Problem details ::
Among the records below, find the lines that contain "interface" and copy each of them.

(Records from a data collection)
PR #5287, opened 2026-09-12
fix(javascript): keep pnpm packages when resolution is nested

### LINKED ISSUE #5241: pnpm cataloger: a devEngines.runtime entry aborts the whole document, yielding an empty SBOM
**What happened**:

A `pnpm-lock.yaml` that contains a `devEngines.runtime` entry (pnpm's Node runtime self-management) produces an **empty SBOM**. Syft exits 0 and writes a well-formed document, so nothing signals that every project dependency was dropped. On a real ~1200-package lockfile this silently yields 0 packages.

The cause is a type mismatch that is then treated as fatal for the whole document. pnpm records a provisioned runtime with a *variations* resolution, where `variants` is a sequence:

```yaml
node@runtime:26.8.1:
  resolution:
    type: variations
    variants:
      - resolution:
          archive: tarball
          integrity: sha256-srdmYPpN7U4LKkHuPAxlHNUuqBcOrZHrrB4UesPVVkM=
          type: binary
          url: https://nodejs.org/download/release/v26.8.1/node-v26.8.1-linux-x64.tar.gz
        targets:
          - cpu: x64
            os: linux
```

`pnpmV9PackageEntry.Resolution` is declared as `map[string]string` in `syft/pkg/cataloger/javascript/parse_pnpm_lock.go`, so the sequence cannot be decoded:

```
failed to unmarshal pnpm v9 lockfile: yaml: unmarshal errors:
  line 29: cannot unmarshal !!seq into string
```

On its own that would be harmless — `yaml.v3` reports this as a `*yaml.TypeError` and still populates every other entry. The problem is that `Parse` treats any error as fatal and discards the decoded result:

```go
func (p *pnpmV9LockYaml) Parse(_ float64, doc *yaml.Node) ([]pnpmPackage, error) {
	if err := doc.Decode(p); err != nil {
		return nil, fmt.Errorf("failed to unmarshal pnpm v9 lockfile: %w", err)
	}
```

So one unrepresentable entry throws away all the others. The multi-document loop then records the error and moves on, leaving nothing behind.

The entries that decode correctly should still be cataloged. An entry Syft cannot represent should be skipped (ideally with a warning), not cause the rest of the lockfile to be dropped.

`pnpm-lock.yaml`:

```yaml
lockfileVersion: '9.0'

settings:
  autoInstallPeers: true
  excludeLinksFromLockfile: false

importers:

  .:
    dependencies:
      is-odd:
        specifier: 3.0.1
        version: 3.0.1
    devDependencies:
      node:
        specifier: runtime:^26.8.1
        version: runtime:26.8.1

packages:

  is-odd@3.0.1:
    resolution: {integrity: sha512-CQpnWPrDwmP1+SMHXZhtLtJv90yiyVfluGsX5iNCVkrhQtU3TQHsUWPG9wkdk9Lgd5yNpAg9jQEo90CBaXgWMA==}
    engines: {node: '>=4'}

  node@runtime:26.8.1:
    resolution:
      type: variations
      variants:
        - resolution:
            archive: tarball
            bin:
              node: bin/node
            integrity: sha256-srdmYPpN7U4LKkHuPAxlHNUuqBcOrZHrrB4UesPVVkM=
            type: binary
            url: https://nodejs.org/download/release/v26.8.1/node-v26.8.1-linux-x64.tar.gz
          targets:
            - cpu: x64
              os: linux
    version: 26.8.1
    hasBin: true

snapshots:

  is-odd@3.0.1: {}

  node@runtime:26.8.1: {}
```

```console
$ syft pnpm-lock.yaml -o json | jq '.artifacts | length'
0
$ echo $?
0
```

Deleting the `node@runtime:26.8.1` entries yields the expected `is-odd`. The error is only visible at `-vvv`:

```
TRACE cataloger returned errors cataloger=javascript-lock-cataloger
  error=/pnpm-lock.yaml: failed to parse pnpm-lock.yaml document 0:
  failed to unmarshal pnpm v9 lockfile: yaml: unmarshal errors:
  line 29: cannot unmarshal !!seq into string
```

A possible fix is to tolerate `*yaml.TypeError` in `pnpmV9LockYaml.Parse` (and `pnpmV6LockYaml.Parse`) — log it and keep the entries that decoded — rather than returning early. Typing `Resolution` as `map[string]any` would additionally let variations resolutions decode cleanly.

This compounds with #5168. A lockfile can hit both at once: pnpm writes its package-manager block as a separate leading YAML document *and* a `devEngines.runtime` entry in the main one. With the #5168 fix in 1.51.1, such a lockfile now parses document 0 (pnpm's own binaries) and fails document 1 (the actual dependency tree), so the SBOM contains only pnpm's release binaries. We hit exactly this on a real project: 1176 packages became 19.

Because the result is a valid-looking, non-empty SBOM, this is easy to ship into dependency-graph or vulnerability tooling without noticing that coverage is gone.

**Environment**:
- Output of `syft version`: `1.51.1` (also reproduces conceptually on 1.33.0, which fails differently — it parses the entry into `pkg:npm/node@runtime%3A26.7.0`)
- OS: Ubuntu (Linux 6.8.0, amd64)

vulragrag-star:
## Description

pnpm can record a provisioned Node runtime (`node@runtime:…`) with a nested `variations` resolution whose `variants` field is a YAML sequence. The v9 parser typed `Resolution` as `map[string]string`, so that entry raised a `yaml.TypeError` and the whole document decode was aborted — which silently dropped every other package from the SBOM while still exiting 0.

This change:

- types `Resolution` as `map[string]any` so nested variation objects decode cleanly
- tolerates `*yaml.TypeError` in the v6/v9 parsers and keeps successfully decoded entries (with a trace log)
- adds a regression fixture covering the issue's lockfile shape

## Type of change

## Checklist

## Issue references

Fixes #5241

### DIFF
--- a/syft/pkg/cataloger/javascript/parse_pnpm_lock.go
+++ b/syft/pkg/cataloger/javascript/parse_pnpm_lock.go
@@ -41,7 +41,10 @@ type pnpmLockfileParser interface {
 }
 
 type pnpmV6PackageEntry struct {
-	Resolution   map[string]string `yaml:"resolution"`
+	// Resolution values are usually strings (integrity, tarball), but pnpm can
+	// also record a nested "variations" object for provisioned runtimes. Keep
+	// this as map[string]any so one unrepresentable entry cannot abort decoding.
+	Resolution   map[string]any    `yaml:"resolution"`
 	Dependencies map[string]string `yaml:"dependencies"`
 	Dev          bool              `yaml:"dev"`
 }
@@ -60,7 +63,9 @@ type pnpmV9SnapshotEntry struct {
 }
 
 type pnpmV9PackageEntry struct {
-	Resolution       map[string]string `yaml:"resolution"`
+	// See pnpmV6PackageEntry.Resolution: nested variation resolutions must not
+	// force the whole lockfile decode to fail (anchore/syft#5241).
+	Resolution       map[string]any    `yaml:"resolution"`
 	PeerDependencies map[string]string `yaml:"peerDependencies"`
 	Dev              bool              `yaml:"dev"`
 }
@@ -86,7 +91,14 @@ func newGenericPnpmLockAdapter(cfg CatalogerConfig) genericPnpmLockAdapter {
 // Parse implements the pnpmLockfileParser interface for v6-v8 lockfiles.
 func (p *pnpmV6LockYaml) Parse(version float64, doc *yaml.Node) ([]pnpmPackage, error) {
 	if err := doc.Decode(p); err != nil {
-		return nil, fmt.Errorf("failed to unmarshal pnpm v6 lockfile: %w", err)
+		var typeErr *yaml.TypeError
+		if errors.As(err, &typeErr) {
+			// yaml.v3 still fills fields it could decode; keep those packages
+			// rather than dropping the whole document for one bad entry.
+			log.WithFields("error", err).Trace("partial pnpm v6 lockfile decode; keeping successfully decoded entries")
+		} else {
+			return nil, fmt.Errorf("failed to unmarshal pnpm v6 lockfile: %w", err)
+		}
 	}
 
 	isV5 := version < 6.0
@@ -124,10 +136,7 @@ func (p *pnpmV6LockYaml) Parse(version float64, doc *yaml.Node) ([]pnpmPackage, 
 		}
 		pkgKey := name + "@" + ver
 
-		integrity := ""
-		if value, ok := pkgInfo.Resolution["integrity"]; ok {
-			integrity = value
-		}
+		integrity := integrityFromResolution(pkgInfo.Resolution)
 
 		dependencies := make(map[string]string)
 		for depName, depVersion := range sortedIter(pkgInfo.Dependencies) {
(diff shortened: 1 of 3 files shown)


spiffcs:
I think we're going to split this into two pieces of work.

### Data Loss
Fixing (#5287): should fix the data loss. 

A `devEngines.runtime` entry made `Resolution` (`map[string]string`) fail to decode, and `Parse` treated that `yaml.TypeError` as fatal for the whole document. I'll push some changes here that get's that portion to pass 😄 

### Part two: Should we catalog the Node runtime itself here?

The PR originally emitted it as `pkg:npm/node@runtime%3A26.8.1`; For now we're not going to include it. I want to settle two questions and ask our larger team before we get this cataloger to emit that package:

- **Package type is unclear.** A provisioned runtime is a tarball of Node binaries, not an npm package. `pkg:npm/node@runtime%3A26.8.1` isn't a purl that identifies anything, and it's not obvious what type it *should* be.

- **Conflict with other Node packages is unclear.** The lockfile records a runtime the project *requests*; it may or may not actually be installed on the scanned filesystem. If it is, syft's binary classifier might already identify that Node so emitting a lockfile-derived entry risks a duplicate or a contradictory one.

Reply ::
@@ -41,7 +41,10 @@ type pnpmLockfileParser interface {
 // Parse implements the pnpmLockfileParser interface for v6-v8 lockfiles.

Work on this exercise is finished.